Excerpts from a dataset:
------------------------------------------------------------

Issue #77, opened 2025-06-06
[Discussion] Image Versioning Strategy for Remote-Vector-Index-Builder


Rajrahane:
### Proposed Versioning Strategy:
The following mentions the versioning strategy for images published to opensearchstaging DockerHub and ECR repos

#### A) For Merges to main
Images should be tagged with the -snapshot tag. These include the following images -
1. faiss-base-snapshot
2. core-snapshot
3. api-snapshot
4. e2e-snapshot (not published)
Images are not deleted from the Github CI runner since the frequency of building the child images from the faiss-base and core images is high. This reduces the total image build time.

Regular cleanup of stale docker artifacts on Github CI runner takes place when faiss-base-snapshot image is created.
**Please see the cleanup step in [publish_faiss_base_image.yml](https://github.com/opensearch-project/remote-vector-index-builder/blob/main/.github/workflows/publish_faiss_base_image.yml)**

k-nn repository should run [remote_index_build.yml](https://github.com/opensearch-project/k-NN/blob/main/.github/workflows/remote_index_build.yml) with the api-snapshot image

#### B) Version Branches (eg: 1.0.0)
Images should be tagged with a -latest and -major.minor.patch tag These include the following images
1. faiss-base-latest, faiss-base-1.0.0
2. core-latest, core-1.0.0
3. api-latest, api-1.0.0

Future versions can update/overwrite the -latest image on opensearchstaging
Github CI will be triggered manually using workflow-dispatch
Both types of images will also be deleted from the Github CI runner during cleanup.

**The Images created are later released to opensearchproject during a Version Release**

Task Breakdown

- [x] Update Current Github CIs to publish '-snapshot' images rather than '-latest'
- [x] Add a new Github CI to publish Version Images to opensearchstaging
- [ ] Add a Jenkins Pipeline to push images to opensearchproject

PR #83, opened 2025-06-12
Add Release CI

Rajrahane:
### Description
Create Release CI and Jenkinsfile to release VERSION and Latest images to opensearchproject

### Issues Resolved
Partly completes https://github.com/opensearch-project/remote-vector-index-builder/issues/77


Rajrahane:
@peterzhuamazon It would be great if you could take a look at the jenkinsfile for me

specifically the runner config and post success, updating the release to draft=false

.github/workflows/release.yml
```diff
@@ -0,0 +1,77 @@
...
+      steps:
+        - name: Get Approvers
+          id: get_approvers
+          run: |
+            echo "approvers=$(cat .github/CODEOWNERS | grep @ | tr -d '* ' | sed 's/@/,/g' | sed 's/,//1')" >> $GITHUB_OUTPUT
+
+        - name: Get Manual Workflow Approval
+          uses: trstringer/manual-approval@v1
+          with: 
+            secret: ${{ github.TOKEN }}
```
Gankris96, line 40: just curious - why is `TOKEN` in uppercase? I am assuming you are reading it from here https://docs.github.com/en/actions/writing-workflows/choosing-what-your-workflow-does/accessing-contextual-information-about-workflow-runs#github-context

Then shouldn't it be lower case?

Gankris96, line 40: just curious - why is TOKEN in uppercase? I am assuming you are reading it from here https://docs.github.com/en/actions/writing-workflows/choosing-what-your-workflow-does/accessing-contextual-information-about-workflow-runs#github-context

Then shouldn't it be lower case? Or is it case insensitive?

.github/workflows/release.yml
```diff
@@ -0,0 +1,77 @@
...
+            approvers: ${{ steps.get_approvers.outputs.approvers }}
+            minimum-approvals: 3
+            exclude-workflow-initiator-as-approver: false
+            issue-title: 'Release Remote-Vector-Index-Builder Version v${{ github.event.inputs.version }} Images to opensearchproject '
+            issue-body: >
+                Please approve or deny release of Remote-Vector-Index-Builder 
+                Version v${{ github.event.inputs.version }} Images to opensearchproject
```
Gankris96, line 47: Here it says Version `v${{ github.event.inputs.version }}`

But in below in Create Release Description it says 
```
echo 'version: ${{ github.event.inputs.version }}' > release-description.yaml
```

So will the version be with `v` or without ? 

Not sure if this is a big deal but just wanted to check -

Rajrahane: The file will have it w/o the v
This will help parse the whole version string directly

rchitale7 (approved):
Approving, but would be great if @peterzhuamazon or @rishabh6788 could take a look, especially the jenkins release file.

.github/workflows/release.yml
```diff
@@ -0,0 +1,77 @@
...
+        type: string
+        required: true
+      release_latest_tag:
+            description: 'Publish latest tag'
+            required: true
+            type: boolean
+      release_version_tag:
+            description: 'Publish version tag'
+            required: true
+            type: boolean
```
peterzhuamazon, line 17: Why use workflow dispatch when we should trigger by cutting a tag.
If you do this way there is no prevention of re-releasing multiple on the same commit.
But also cannot trigger the jenkins workflow because it is listening to the release creation event.

peterzhuamazon (commented):
I feel like a lot of these can be fine-tuned especially the referenced data prepper is too old.

Let's have a talk on this.

Thanks.

peterzhuamazon (approved):

PR #98, opened 2025-07-17
Add AWS creds config to object_store

Rajrahane:
### Description
Add AWS Creds Config to Object Store
Implements an S3ClientConfig pydantic class to accept boto3 client args
Ensures model variables data type validation.

### Issues Resolved


remote_vector_index_builder/app/services/index_builder.py
```diff
@@ -36,7 +37,13 @@ def build_index(
         """
         s3_endpoint_url = os.environ.get("S3_ENDPOINT_URL", None)
         result = run_tasks(
-            workflow.index_build_parameters, {"S3_ENDPOINT_URL": s3_endpoint_url}
+            workflow.index_build_parameters,
+            {
+                "s3_client_config": S3ClientConfig(
+                    region_name=os.environ.get("REGION_NAME", "us-west-2"),
```
Rajrahane, line 43: Wondering whether we should set it as AWS_DEFAULT_REGION
Thoughts?

Rajrahane:
Note: https://github.com/anntians/k-NN/blob/main/.github/workflows/remote_index_build.yml
Although the REGION parameter is set to default
we would like to add it as an env here

Also suggest changing the CI to run in docker-compose instead of multiple docker statements
Adding new env's is oneliner and cleaner to review

e2e/api/docker-compose.yml
```diff
@@ -25,6 +25,7 @@ services:
       - AWS_ACCESS_KEY_ID=test
       - AWS_SECRET_ACCESS_KEY=test
       - AWS_DEFAULT_REGION=us-east-1
+      - REGION_NAME=us-east-1
```
rchitale7, line 28: why is this duplicated with `AWS_DEFAULT_REGION`?

remote_vector_index_builder/core/object_store/s3/s3_object_store.py
```diff
@@ -62,12 +61,15 @@ def get_boto3_client(
...
-    config = Config(retries={"max_attempts": retries})
+    config = Config(retries={"max_attempts": s3_client_config.max_retries})
     return boto3.client(
         "s3",
         config=config,
-        region_name=region,
-        endpoint_url=endpoint_url,
+        region_name=s3_client_config.region_name,
+        endpoint_url=s3_client_config.endpoint_url,
+        aws_access_key_id=s3_client_config.aws_access_key_id,
```
rchitale7, line 70: what happens when access key, secret key, session token are null? Our ITs run with local stack, but what happens when we use a real s3 bucket?

remote_vector_index_builder/core/object_store/s3/s3_object_store_config.py
```diff
@@ -0,0 +1,24 @@
...
+    endpoint_url: Any | None = None
+    max_retries: int = 3
+    aws_access_key_id: Optional[str] = None
+    aws_secret_access_key: Optional[str] = None
+    aws_session_token: Optional[str] = None
+
+    def __hash__(self):
+        return hash((self.region_name, self.max_retries, self.endpoint_url))
+
+    def __eq__(self, other):
```
rchitale7, line 17: is there a reason why we're not comparing access key secret key and session token here?

remote_vector_index_builder/app/services/index_builder.py
navneet1v: We should use AWS_DEFAULT_REGION here.

remote_vector_index_builder/core/object_store/s3/s3_object_store.py
Rajrahane: if None is passed, which is the default, it follows the boto3 credential resoulution path

https://boto3.amazonaws.com/v1/documentation/api/latest/guide/credentials.html
In this case it is actually passed as NULL
The boto3 client picks the ENV variables set starting with AWS_

remote_vector_index_builder/app/services/index_builder.py
jed326: If the correct region is required, then we should not have a default region at all right? It should be similar to
```
s3_endpoint_url = os.environ.get("S3_ENDPOINT_URL", None)
```

e2e/api/docker-compose.yml
Rajrahane: resolved, switched it to AWS_DEFAULT_REGION

remote_vector_index_builder/core/object_store/s3/s3_object_store_config.py
Rajrahane: added. missed it

remote_vector_index_builder/app/services/index_builder.py
Rajrahane: I should set it to None by default i think
So if you forget to set the AWS_DEFAULT_REGION env, it should break the client and not let it init right?

The S3ClientConfig pojo itself has it set to None
If you don't pass the region_name or pass a None, it fails to init the ObjectStore with a pydantic error (or more so the boto3 throws a connect error Forbidden 403 due to missing/incorrect region, when the pydantic validation was not present previously).

Rajrahane:
Important note I found: The @functools.cache (and @functools.lru_cache) decorators need __hash__ and __eq__ because they store function arguments as dictionary keys in their internal cache.
Hence the S3ClientConfig needs these functions implemented

remote_vector_index_builder/app/services/index_builder.py
Rajrahane: I had set it to us-west-2 because the initial implementation has a default
https://github.com/opensearch-project/remote-vector-index-builder/blob/main/remote_vector_index_builder/core/object_store/s3/s3_object_store.py#L134

If we don't set the AWS_REGION_NAME, the boto client fails to initialize (which is the expected behaviour)

Note the GH CI in knn will break instantly  I believe as it doesn't set it
 https://github.com/anntians/k-NN/blob/main/.github/workflows/remote_index_build.yml

Rajrahane: set the config such that if no region is found, boto3 client will fail to create since it defaults to None
effectively makes this a required param

Added docstrings in the required places

navneet1v (approved):

remote_vector_index_builder/app/services/index_builder.py
Rajrahane: Completed.
Resolving this conversation

PR #102, opened 2025-07-24
Change the app Dockerfile to use faiss-base as base image

### LINKED ISSUE #101: [BUG] API image CI does not use latest core image on github CI push to opensearch-staging
### What is the bug?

------------------------------------------------------------

Across the records above, show each line containing the word "cleanup".

Regular cleanup of stale docker artifacts on Github CI runner takes place when faiss-base-snapshot image is created.
**Please see the cleanup step in [publish_faiss_base_image.yml](https://github.com/opensearch-project/remote-vector-index-builder/blob/main/.github/workflows/publish_faiss_base_image.yml)**
Both types of images will also be deleted from the Github CI runner during cleanup.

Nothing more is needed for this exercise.